CTPsingle is also related to TrAp[159], PhyloSub [70], rec-BTP [60], Clomial [189], BayClone [151], PyClone [142], PhyloWGS [33], LICHeE [128] and AncesTree [38]. The majority of these methods are designed to work with SNVs in copy neutral regions and are developed specifically for multiple samples, while a few of them work only with single-sample datasets. Other relevant tools such as THETA [123], THetA2 [124], TITAN [58] and

CLONET [129] are designed to work on copy number data, although some of them allow the use of additional types of mutation calls.

While rec-BTP is also exclusively designed for single-sample tumors, we had previously shown that this method has inferior performance compared to CITUP even on single-sample datasets [97]. Moreover, this tool does not report which mutations are assigned to which subclones, prohibiting us from calculating some of the evaluation measures used in this work.
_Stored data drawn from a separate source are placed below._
PR #1407, opened 2026-06-03
fix: don't abort backup when resumable state DB read/write fails (#1172)

### LINKED ISSUE #1172: replace Fatal to Warning when failed to write to resumable state
need survive during following errors
`2025-06-14 02:43:06.649 FTL pkg/resumable/state.go:152 > resumable state: can't write key shard1-20250614000119/shadow/default/hits_raw/default_20250305_145983_165220_26.tar to /var/lib/clickhouse/backup/shard1-20250614000119/upload.state2 error: write /var/lib/clickhouse/backup/shard1-20250614000119/upload.state2: no space left on device`

mvanhorn:
## Summary

Replaces the three `log.Fatal().Stack()` calls in `pkg/resumable/state.go` with `log.Warn()`, so a failure to read or write the resumable state DB no longer calls `os.Exit(1)` and aborts an in-progress operation. Adds nil-bucket guards inside the bolt closures so removing the fatals does not expose a nil-pointer panic, and adds unit tests for the read/write error paths.

## Why this matters

Per issue #1172, when the resumable state DB cannot be written, the process aborts. The motivating case is a disk-full condition:

```
FTL pkg/resumable/state.go:152 > resumable state: can't write key shard1-.../upload.state2 error: write .../upload.state2: no space left on device
```

The resumable state is an optimization (skip already-processed parts on retry). Losing the ability to record it should degrade gracefully, not kill the whole backup/upload/download/restore. Every other error path in this file already uses `log.Warn()` (open, loadParams, cleanup, saveParams, Close), so the three `Fatal` calls were inconsistent with the file's own conventions.

After this change:
- `AppendToState`: a write error logs a warning and returns; the run continues.
- `IsAlreadyProcessed`: a read error logs a warning and returns `(false, 0)`, so the affected part is simply re-processed.
- `getBucket`: a missing bucket logs a warning and returns the (nil) bucket; the callers' closures early-return on nil to avoid a panic.

## Testing

- `gofmt -l pkg/resumable/` — clean
- `go vet ./pkg/resumable/...` — clean
- `go build ./...` — passes
- `go test ./pkg/resumable/...` — passes, including new tests that close the underlying DB to force the read/write error paths and assert the process survives (`TestAppendToStateSurvivesWriteError`, `TestIsAlreadyProcessedSurvivesReadError`) plus a happy-path round-trip (`TestAppendThenIsAlreadyProcessed`).

Fixes #1172

AI was used for assistance.

### DIFF
--- a/ChangeLog.md
+++ b/ChangeLog.md
@@ -1,5 +1,5 @@
 # v2.7.1
-- don't abort backup/upload/download/restore when the resumable state DB can't be written or read (e.g. `no space left on device`); log a warning and continue, fix [#1172](https://github.com/Altinity/clickhouse-backup/issues/1172)
+- don't kill `clickhouse-backup server` with `Fatal`/`os.Exit` when the resumable state DB can't be written or read (e.g. `no space left on device`); the error now propagates so the server stays alive and returns it to the API client, while the CLI exits with a non-zero code, fix [#1172](https://github.com/Altinity/clickhouse-backup/issues/1172)
 
 # v2.7.0
 
--- a/ChangeLog.md
+++ b/ChangeLog.md
@@ -1,3 +1,6 @@
+# v2.7.1
+- don't abort backup/upload/download/restore when the resumable state DB can't be written or read (e.g. `no space left on device`); log a warning and continue, fix [#1172](https://github.com/Altinity/clickhouse-backup/issues/1172)
+
 # v2.7.0
 
 NEW FEATURES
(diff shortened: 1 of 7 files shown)


Slach:
Thanks a lot for tackling this, @mvanhorn! 🙏

I reworked the fix to match what "surviving" was meant to be in #1172: instead of swapping the three `log.Fatal()` calls for `log.Warn()` and silently continuing, `AppendToState` / `IsAlreadyProcessed` / `IsAlreadyProcessedBool` now **return the error** up the call stack. That way the long-running `clickhouse-backup server` no longer dies via `os.Exit(1)` — it stays alive and returns the error to the API client, while the CLI exits with a non-zero code. The error is now propagated through every caller in create/upload/download/restore (including the errgroup goroutines), and the unit tests were updated to assert the error is returned rather than swallowed.

Pushed onto your branch. Appreciate the clean reproduction and the nil-bucket guards — kept those.

mvanhorn:
Thanks for the merge @Slach! Backups surviving resumable-state DB hiccups feels like the right default.

mvanhorn:
Thanks @Slach for merging this. Backups surviving a flaky resumable-state DB should save some 3am pages.

PR #49, opened 2018-06-14
Fix filebeat log path for mongodb

rocioar:
More details: https://github.com/open-craft/ansible-playbooks/pull/43#issuecomment-397143857


rocioar:
I've applied it to the secondaries and stage servers, what about the master db? Shall I proceed too?

PR #53, opened 2018-07-02
Make a mattermail template without message and with @here.

UmanShahzad:
With this, we should get the following result:

```
"MailTemplate": "@here :incoming_envelope: _From: **{{.From}}**_\n>_{{.Subject}}_",
```

I have confirmed that with running the playbook with `--diff`.

### DIFF
--- a/playbooks/roles/mattermail/defaults/main.yml
+++ b/playbooks/roles/mattermail/defaults/main.yml
@@ -14,3 +14,6 @@ EMAIL_PASSWORD: set-me-please
 MATTERMAIL_REPO: github.com/open-craft/mattermail
 MATTERMAIL_BRANCH: master
 MATTERMAIL_HOME: /opt/mattermail
+
+# Misc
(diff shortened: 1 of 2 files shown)


playbooks/roles/mattermail/defaults/main.yml
```diff
@@ -14,3 +14,6 @@ EMAIL_PASSWORD: set-me-please
 MATTERMAIL_REPO: github.com/open-craft/mattermail
 MATTERMAIL_BRANCH: master
 MATTERMAIL_HOME: /opt/mattermail
+
+# Misc
+MATTERMAIL_MAIL_TEMPLATE: "@here :incoming_envelope: _From: **{{'{{'}}.From{{'}}'}}**_{{'\n'}}>_{{'{{'}}.Subject{{'}}'}}_"
```
viadanna: That's some crazy amount of braces 😄 

Good idea using a variable for helping with further changes.

UmanShahzad: Yeah there are some special characters in there that ansible looks for which were causing issues, so I found we could do it this way. There may be a better way but this works fine.

PR #56, opened 2018-07-11
Fix version hash of pmbauer.tarsnap role.

smarnach:
The old version hash does not exist in the repository anymore.  I replaced it by the hash of the latest master version instead.  This way, recursively checking out this repository works again.


smarnach:
@UmanShahzad I'm merging this PR immediately, since it's rather trivial, and I want to correct some hashes in ansible-secrets as well.

UmanShahzad:
@smarnach This seems to have broken Ocim deployments:

```
AppServer deploy failed: unhandled exception
  File "/var/www/opencraft/instance/models/openedx_appserver.py", line 490, in provision
    log, exit_code = self.run_ansible_playbooks()
  File "/var/www/opencraft/instance/models/mixins/ansible.py", line 124, in run_ansible_playbooks
    with open_repository(playbook.source_repo, ref=playbook.version) as configuration_repo:
  File "/usr/lib/python3.5/contextlib.py", line 59, in __enter__
    return next(self.gen)
  File "/var/www/opencraft/instance/repo.py", line 53, in open_repository
    repo.submodule_update()
  File "/var/www/.virtualenvs/opencraft/lib/python3.5/site-packages/git/repo/base.py", line 305, in submodule_update
    return RootModule(self).update(*args, **kwargs)
  File "/var/www/.virtualenvs/opencraft/lib/python3.5/site-packages/git/objects/submodule/root.py", line 327, in update
    progress=progress, dry_run=dry_run, force=force_reset, keep_going=keep_going)
  File "/var/www/.virtualenvs/opencraft/lib/python3.5/site-packages/git/objects/submodule/base.py", line 619, in update
    mrepo.head.reset(hexsha, index=True, working_tree=True)
  File "/var/www/.virtualenvs/opencraft/lib/python3.5/site-packages/git/refs/head.py", line 76, in reset
    self.repo.git.reset(mode, commit, '--', paths, **kwargs)
  File "/var/www/.virtualenvs/opencraft/lib/python3.5/site-packages/git/cmd.py", line 423, in <lambda>
    return lambda *args, **kwargs: self._call_process(name, *args, **kwargs)
  File "/var/www/.virtualenvs/opencraft/lib/python3.5/site-packages/git/cmd.py", line 868, in _call_process
    return self.execute(call, **_kwargs)
  File "/var/www/.virtualenvs/opencraft/lib/python3.5/site-packages/git/cmd.py", line 686, in execute
    raise GitCommandError(command, status, stderr_value, stdout_value)
  cmdline: git reset --hard 7a625912409a0be2a3bf48967c60c5328ae2f3b2 --
  stderr: 'fatal: Could not parse object '7a625912409a0be2a3bf48967c60c5328ae2f3b2'.'
```

We had this issue before in fact which is why it is the way it is right now. I don't know yet how to achieve what you want and how to avoid this issue at the same time right now (just haven't given it much thought), but I'll undo this for now so the Ocim mass redeployment doesn't fail.

UmanShahzad:
@smarnach I made https://github.com/open-craft/ansible-playbooks/pull/57 to make this a role in the repo itself now.

smarnach:
@UmanShahzad Thanks for fixing this.  I didn't think about that this is also used by Ocim instances now, otherwise I wouldn't have merged without further testing.

I'm completely puzzled, though.  The submodule hash that was used before doesn't even exist in the repo.  How can this work?  And why did  it break when I replaced it with a hash that actually exists?

UmanShahzad:
@smarnach The latest `master` commit on open-craft/ansible-tarsnap shows to me as https://github.com/open-craft/ansible-tarsnap/commit/46032be1cbbecfbe1c77a6da24a891878216635e. I think we did something weird with the submodule and everybody's old commit became 7a625912409a0be2a3bf48967c60c5328ae2f3b2 which disappeared from the main line somehow. I was able to fix the hash with:

```bash
$ git submodule sync --recursive
$ git submodule update --init --recursive
```

when inside of ansible-playbooks. This fixes it on all of our director instances who have this repo checked out too.

smarnach:
@UmanShahzad My version of pmbauer.tarsnap still used the upstream repo rather than the fork, and weirdly continued using it even after completely removing the whole directory and updating submodules again.  The two repos have diverged, so the latest master commit in our repo does not exist in upstream and vice versa, which is why we saw different commits as non-existent.

UmanShahzad:
@smarnach Ah yes, that should explain it. Git submodules are weird...

PR #57, opened 2018-07-12
Move ansible-tarsnap into this repository.

UmanShahzad:
This should help us avoid the issues we're seeing with any issues with submodules for this role.


UmanShahzad:
@smarnach Will you be able to review this or should I just merge it? Ocim deploys are currently all failing, and the mass redeployment has been stalled, so maybe we should just merge it since it'd probably be better than what's currently going on.

playbooks/roles/tarsnap/tasks/tarsnap.yml
```diff
@@ -0,0 +1,70 @@
...
+  when: tarnsap_installed|failed
+  command: tar xzf /root/tarsnap-autoconf-{{ tarsnap_version }}.tgz chdir=/root creates=/root/tarsnap-autoconf-{{ tarsnap_version }}/COPYING
+
+- name: Configure Tarsnap for local build
+  when: tarnsap_installed|failed
+  command: ./configure chdir=/root/tarsnap-autoconf-{{ tarsnap_version }} creates=/root/tarsnap-autoconf-{{ tarsnap_version }}/Makefile
+
+- name: Build and install Tarsnap
+  when: tarnsap_installed|failed
+  command: make all install clean chdir=/root/tarsnap-autoconf-{{ tarsnap_version }}
```
smarnach: You seem to have removed the `creates` setting here, so this will now always be run, even when the tarsnap binary already exists.  Is there any specific reason why you did this?

kaizoku: Right @UmanShahzad, there's already a guard against running this excessively. If the correct version is already installed, `tarsnap_installed` will be set, and this won't run.

With the `creates` setting there was no way to update tarsnap, except I guess removing the binary before running the playbook, but that didn't seem like a good solution.

PR #61, opened 2018-07-17
Replace Crafty by the Mattermost autolink plugin.

smarnach:
The latest version of Mattermost does not support APIv3 anymore, which Crafty was still using.  Instead of porting to the new API version, it was quicker and nicer to port to the new autolink plugin.

This code mostly automates the installation and configuration of the plugin, though a few manual steps are still required.  The main problem is that the Mattermost configuration file is owned by Mattermost, not by Ansible, so Ansible can only apply careful changes.  We would like Ansible to own the autolink plugin configuration, which is part of the configuration file.  This would be possible with Ansible's `blockinfile` module.  However, that module requires marker comments to delimit the managed block, and Mattermost's JSON config file does not support comments.

It would be possible to implement something manually to fully automate this, but in the limited time I had available this was all I could do.


playbooks/roles/mattermost/templates/autolink.json.j2
```diff
@@ -0,0 +1,18 @@
+# The lines below should be included in the section PluginSettings -> Plugins -> mattermost-autolink
+# in the file config.json.  Since config.json is owned by Mattermost, and JSON does not support any
+# comments, it's difficult to automate this with Ansible.
```
UmanShahzad: But now that it's rendered and manually added to `config.json` already, couldn't we add it to the template anyway, to make it truly automated for future deployments?

I guess the main use of leaving it as a separate config file that has to be manually merged is if we foresee that `MATTERMOST_JIRA_DOMAINS` will change relatively often, forcing us to do something awkward to see the rendered result and change `config.json` manually anyway. If we foresee this variable changing then nevermind this comment.

playbooks/roles/mattermost/templates/config.json.j2
```diff
@@ -32,15 +32,20 @@
...
         "SessionCacheInMinutes": 10,
+        "SessionIdleTimeoutInMinutes": 0,
         "WebsocketSecurePort": 443,
         "WebsocketPort": 80,
         "WebserverMode": "gzip",
         "EnableCustomEmoji": false,
         "EnableEmojiPicker": true,
+        "EnableGifPicker": false,
+        "GfycatApiKey": "2_KtH_W5",
+        "GfycatApiSecret": "3wLVZPiswc3DnaiaFoLkDvB4X0IV6CpMkj4tf2inJRsBY6-FnkT08zGmppWFgeof",
```
UmanShahzad: Is this supposed to be public?

playbooks/roles/mattermost/templates/autolink.json.j2
smarnach: @UmanShahzad We add a new project to our own Jira instance every few months, and this requires an update to `MATTERMOST_JIRA_DOMAINS` everytime.  I chose the design you reviewed to make these updates relatively painless – we just need to copy the few lines from the one file to the other.

However, based on your comment, I slightly modified the solution so it builds the full configuration on fresh installs – you are right that we should do that given that it's so simple now.  I had to turn the fake comment into a Jinja2 comment to prevent it from showing up in the output, since JSON files can't have comments.

playbooks/roles/mattermost/templates/config.json.j2
smarnach: No, it decidedly isn't.  No idea what I need to do now…

playbooks/roles/mattermost/templates/autolink.json.j2
smarnach: I tested the new version by moving `config.json` on the server out of the way, running the playbook to generate a new version and verifying that both files are essentially identical, which they are.

playbooks/roles/mattermost/templates/config.json.j2
smarnach: Well, it turns out this actually _is_ supposed to be public – these are [upstream's default values](https://github.com/mattermost/mattermost-server/blob/f2c180390599e66fee2f1a8c1a4ab52eea920c51/config/default.json#L48-L49).  I've got no idea what this is, but now I don't care anymore.

smarnach:
@UmanShahzad Thanks for the review!  I''ve addressed your comments, so I'm merging this now.

PR #63, opened 2018-07-18
Add a certbot hook to restart nginx on deploying renewed certificates

lgp171188:
This PR adds a certbot hook script `restart-nginx.sh` (which reloads the nginx service) to the `/etc/letsencrypt/renewal-hooks/deploy` directory. Verified that nginx uses the renewed certificate by doing a forced renewal with the `--force-renewal` flag and checking the validity of the certificate presented by nginx on connecting to port 19100.

### DIFF
--- a/playbooks/roles/certbot/tasks/main.yml
+++ b/playbooks/roles/certbot/tasks/main.yml
@@ -43,6 +43,17 @@
     path: /var/www/certbot
     state: directory
 
+- name: Create Certbot deploy hooks directory
+  file:
+    path: /etc/letsencrypt/renewal-hooks/deploy
+    state: directory
+
+- name: Copy the Certbot deploy hook to restart nginx on renewal
+  copy:
+    src: restart-nginx.sh
+    dest: /etc/letsencrypt/renewal-hooks/deploy/restart-nginx.sh
+    mode: 0755
+
 - name: generate SSL certificate with certbot
   shell: >-
     certbot certonly
--- a/playbooks/roles/certbot/files/restart-nginx.sh
+++ b/playbooks/roles/certbot/files/restart-nginx.sh
@@ -1,0 +1,3 @@
+#!/bin/sh
+
+systemctl reload nginx.service


playbooks/roles/certbot/tasks/main.yml
```diff
@@ -43,6 +43,14 @@
     path: /var/www/certbot
     state: directory
 
+- name: Create Certbot deploy hooks directory
+  file:
+    path: /etc/letsencrypt/renewal-hooks/deploy
+    state: directory
+
+- name: Copy the Certbot deploy hook to restart nginx on renewal
+  copy: src=restart-nginx.sh dest=/etc/letsencrypt/renewal-hooks/deploy/restart-nginx.sh mode=755
```
smarnach: Please use the multiline form here – we always prefer that style since we think it's more readable.

lgp171188:
@smarnach, I have modified the task to use the multi-line style.

playbooks/roles/certbot/tasks/main.yml
```diff
@@ -43,6 +43,17 @@
...
+- name: Create Certbot deploy hooks directory
+  file:
+    path: /etc/letsencrypt/renewal-hooks/deploy
+    state: directory
+
+- name: Copy the Certbot deploy hook to restart nginx on renewal
+  copy:
+    src: restart-nginx.sh
+    dest: /etc/letsencrypt/renewal-hooks/deploy/restart-nginx.sh
+    mode: 755
```
smarnach: This needs to be an octal number, so you need to prefix it with a zero.  (This is a rather unexpected pitfall.  When using the old style, it's automatically treated as octal by Ansible.  With the new style, the number is interpreted by the YAML parser instead of the Ansible code, so it's parsed according to the YAML rules.)

lgp171188: @smarnach, I wasn't aware of this behaviour till now. Will fix it.

lgp171188:
@smarnach, I have fixed the permission to use an octal value now. Will squash all the commits into one and then merge.

PR #65, opened 2018-07-23
Add a missing backslash.

UmanShahzad:
The mattermail config was incorrect without this. It is now fixed.

### DIFF
--- a/playbooks/roles/mattermail/defaults/main.yml
+++ b/playbooks/roles/mattermail/defaults/main.yml
@@ -16,4 +16,4 @@ MATTERMAIL_BRANCH: master
 MATTERMAIL_HOME: /opt/mattermail
 
 # Misc
-MATTERMAIL_MAIL_TEMPLATE: "@here :incoming_envelope: _From: **{{'{{'}}.From{{'}}'}}**_{{'\n'}}>_{{'{{'}}.Subject{{'}}'}}_"
+MATTERMAIL_MAIL_TEMPLATE: "@here :incoming_envelope: _From: **{{'{{'}}.From{{'}}'}}**_{{'\\n'}}>_{{'{{'}}.Subject{{'}}'}}_"


playbooks/roles/mattermail/defaults/main.yml
```diff
@@ -16,4 +16,4 @@ MATTERMAIL_BRANCH: master
 MATTERMAIL_HOME: /opt/mattermail
 
 # Misc
-MATTERMAIL_MAIL_TEMPLATE: "@here :incoming_envelope: _From: **{{'{{'}}.From{{'}}'}}**_{{'\n'}}>_{{'{{'}}.Subject{{'}}'}}_"
+MATTERMAIL_MAIL_TEMPLATE: "@here :incoming_envelope: _From: **{{'{{'}}.From{{'}}'}}**_{{'\\n'}}>_{{'{{'}}.Subject{{'}}'}}_"
```
smarnach: This looks like line noise to me.  How does this interact with Jinja2?  Anyway, I can see that the back slash is needed whatever it means. :)

smarnach: I realise now that `{{'{{'}}` is the Jinja2 way of escaping double braces.  This line would profit from adding the spaces we generally use: `{{ '{{' }}`.

smarnach: Or we could use

    {{ '_From: **{{.From}}**_\\n>_{{.Subject}}_' }}

to reduce the number of curly braces.  Still not the most readable, but maybe better than what we have.

UmanShahzad: @smarnach Oh jeez, that latter one is a lot better. I don't have much time to make a new PR and test just yet, but maybe in the next Mattermost iteration?

smarnach: Yeah, sorry for merging this permaturely – I'll try to think of it next months.

PR #68, opened 2018-08-12
Connect to non-replicated Redis deployment without Sentinel.

smarnach:
Since we are not going to use a highly available Redis deployment in the first iteration, I needed to adapt this role for a single-process Redis deployment.  For testing, it's enough to run the role against some app server.  End-to-end testing will be performed as part of [OC-4334](https://tasks.opencraft.com/browse/OC-4334).

### DIFF
--- a/playbooks/roles/appserver/defaults/main.yml
+++ b/playbooks/roles/appserver/defaults/main.yml
@@ -11,4 +11,4 @@ appserver_redis_port: 6379
 # Build upstream specs for the Consul Connect command line.
 appserver_memcached_upstream_specs: |-
   {% for port in appserver_memcached_ports %} -upstream memcached-{{ appserver_instance_id }}-{{ loop.index0 }}:{{ port }}{% endfor %}
-appserver_redis_upstream_specs: " -upstream redis-{{ appserver_instance_id }}-:{{ appserver_redis_port }}"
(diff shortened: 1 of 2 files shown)


playbooks/roles/appserver/defaults/main.yml
```diff
@@ -1,18 +1,14 @@
...
-  - 6380
-  - 6381
+appserver_redis_port: 6379
 
 # Build upstream specs for the Consul Connect command line.
 appserver_memcached_upstream_specs: |-
   {% for port in appserver_memcached_ports %} -upstream memcached-{{ appserver_instance_id }}-{{ loop.index0 }}:{{ port }}{% endfor %}
-appserver_redis_sentinel_upstream_specs: |-
-  {% for port in appserver_redis_sentinel_ports %} -upstream redis-sentinel-{{ appserver_instance_id }}-{{ loop.index0 }}:{{ port }}{% endfor %}
+appserver_redis_upstream_specs: " -upstream redis-{{ appserver_instance_id }}-:{{ appserver_redis_port }}"
```
UmanShahzad: Nit: There's a `-` before the colon and port. (In fact this is probably not a nit, as it may simply not work otherwise).

smarnach: I removed the job index, but failed to remove the dash.  Definitely not a nit! :)

PR #69, opened 2018-08-17
[OC-5066] Add playbook and roles for MIT annotation tools

viadanna:
This PR includes playbook and roles to deploy MIT annotation tools:
- [catchpy](https://github.com/nmaekawa/catchpy)
- [hxat](https://github.com/viadanna/hxat)
- [loris](https://github.com/loris-imageserver/loris)

The deployment can be tested on Vagrant using [this Vagrantfile](https://gist.github.com/viadanna/76a755d9f4f77db6506eed88f7cc6212) and this was already deployed to production servers.


playbooks/roles/hxat/defaults/main.yml
```diff
@@ -0,0 +1,42 @@
...
+
+hxat_django_allowed_hosts:
+  - 'localhost'
+  - '127.0.0.1'
+  - '*'
+
+hxat_django_loglevel: INFO
+hxat_django_secret: itsasecret
+
+hxat_organization: OpenCraft
```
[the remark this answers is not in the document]
viadanna: These are just the defaults for testing, I've made this change in [ansible-secrets](https://github.com/open-craft/ansible-secrets/blob/934d6488a8b42589b0fa51984e96a23a18fcb6ed/host_vars/mit-hxat.opencraft.hosting.yml#L10)

playbooks/roles/hxat/defaults/main.yml
```diff
@@ -0,0 +1,42 @@
+# general
+
+hxat_app_repository: https://github.com/viadanna/hxat
```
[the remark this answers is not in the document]
viadanna: Good idea 👍

playbooks/roles/hxat/defaults/main.yml
```diff
@@ -0,0 +1,42 @@
...
+
+hxat_consumer_key: 123key
+hxat_lti_secret: secret
+hxat_consumer_url: null
+
+hxat_xframe_allowed_sites:
+  - canvas.localhost
+  - edx.localhost
+
+hxat_annotation_db_server: http://192.168.50.3
```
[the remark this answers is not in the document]
viadanna: Again, just the defaults for testing on Vagrant.

playbooks/roles/hxat/templates/secure.py.j2
```diff
@@ -0,0 +1,20 @@
+SECURE_SETTINGS = {
```
UmanShahzad: I have no clue what this PR is really about but I wanted to take a poke. Is there any reason these `.py` files aren't a part of the codebase, using a `.env` file to gather their settings from, where we only render the `.env` file through Ansible?

clemente: This secure.py file does the same role as the .env file, it concentrates all the custom settings in one place (well, almost all the settings we want to change). I [saw it used](https://github.com/harvard-vpal/bridge-adaptivity/blob/master/bridge_adaptivity/config/settings/secure_example.py) in another Harvard project.

UmanShahzad: We tend to follow 12-factor-app, which has this to say about configuration: https://12factor.net/config. This is the pattern we (and edX) use for basically everything config-wise, and is the norm in almost all of our deployments - which is why I find rendering full Python files for the settings to be a bit awkward to do.

Anyway, I'm not involved in this project, just a suggestion.

playbooks/roles/hxat/defaults/main.yml
```diff
@@ -3,7 +3,7 @@
 # Using our own repository to work around missing user names
 # This will become unnecessary when https://github.com/edx/xblock-lti-consumer/pull/32 is merged
 # hxat_app_repository: https://github.com/lduarte1991/hxat
-hxat_app_repository: https://github.com/viadanna/hxat
+hxat_app_repository: https://github.com/open-craft/hxat
 hxat_app_path: /srv/hxat
 hxat_version: v1.1.2.1
```
clemente: I think here you should use your branch in the new repo, `paulo/edx-lti`. You can leave the 1.1.2.1 as comment.

playbooks/roles/hxat/templates/secure.py.j2
clemente: Yes, I also don't like it and I pointed it out in the ticket. If we need to migrate often, we may need to improve this.
Now, we'd have to rewrite their code to read environment variables instead of their secure.py file, and contribute this upstream (to the Harvard project), and we didn't include this in the discovery.
Note that the this template inside the ansible role doesn't set hardcoded values, but it accesses ansible variables that are defined outside the role (e.g. in ansible-secrets).

playbooks/roles/hxat/defaults/main.yml
viadanna: 👍

playbooks/roles/hxat/templates/secure.py.j2
viadanna: Thanks for the suggestion, @UmanShahzad 
We discussed this awkward setup which is used by Harvard, and it would take more than a few changes to move away from it as mentioned by @clemente

clemente:
:+1: after the latest fixes.
The playbooks are probably not final because we'll be adding cache server, some way to upload files, etc. but after the client requests it.

Let's wait a little more until we know whether we need to add SSH access to loris.

clemente:
We can expand it for SSH in a later PR. SSH access isn't urgent.

clemente:
@viadanna Review after the new changes to update to 1.1.3:

I spawned a new server in OVH and ran the playbook. I verified that it doesn't fail and that it creates the files in the right places, and creates a `secure.py` with the right values (DEBUG=False, …) except for the two below. I could see the Django app work through an SSH tunnel, so it's working.

1. I saw this:
```
[Fri Sep 14 17:11:56.713914 2018] [wsgi:error] [pid 26788:tid 139740648773376] [client 127.0.0.1:44484]     dictConfigClass(config).configure()
[Fri Sep 14 17:11:56.713930 2018] [wsgi:error] [pid 26788:tid 139740648773376] [client 127.0.0.1:44484]   File "/usr/lib/python2.7/logging/config.py", line 576, in configure
[Fri Sep 14 17:11:56.713948 2018] [wsgi:error] [pid 26788:tid 139740648773376] [client 127.0.0.1:44484]     '%r: %s' % (name, e))
[Fri Sep 14 17:11:56.713967 2018] [wsgi:error] [pid 26788:tid 139740648773376] [client 127.0.0.1:44484] ValueError: Unable to configure handler 'default': [Errno 13] Permission denied: '/app.log'
```
It seems we need to add some way to end with this line in our secure.py:
```
    'log_root': '/srv/hxat',
```
(as we can see in the modified secure.py from Harvard). You can set it with the value of our ansible variable `hxat_app_path` which we already have (as default).


2. One reason to overwrite aws.py in the past was to change ALLOWED_HOSTS. Now this has improved and we just need to define  `allowed_hosts` in our secure.py (by taking the value from our ansible variable `hxat_django_allowed_hosts` that we already have); we must add it.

Instead, we compare CTPsingle to AncesTree, LICHeE and PyClone, which can also take single-sample data as input. AncesTree has an integer linear programming framework where it formulates the problem of clonality inference as a variant allele factorization problem [38]. LICHeE works by constructing an evolutionary constraint network and finding the best scoring spanning trees [128]. While PyClone does not attempt to infer tree topologies, it has a similar clustering framework to CTPsingle that is based on a Dirichlet process [142]. We show that CTPsingle outperforms these methods even when they are supplied with more than one sample per tumor. In addition, we compare CTPsingle to CITUP and demonstrate that CTPsingle performs better than CITUP in low-coverage datasets.